═════ Given information ═════

PR #2198, opened 2017-03-23
Improve mining metrics

### LINKED ISSUE #2139: Metrics screen gives no feedback that mining is suspended while updating chain
When the metrics screen and mining are enabled, but the chain is being updated just after starting zcashd, the following is displayed:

═════

Exercise prompt ->
Set down the preceding data verbatim. Every line belongs in the copy.

Solution to this exercise ->
PR #2198, opened 2017-03-23
Improve mining metrics

### LINKED ISSUE #2139: Metrics screen gives no feedback that mining is suspended while updating chain
When the metrics screen and mining are enabled, but the chain is being updated just after starting zcashd, the following is displayed:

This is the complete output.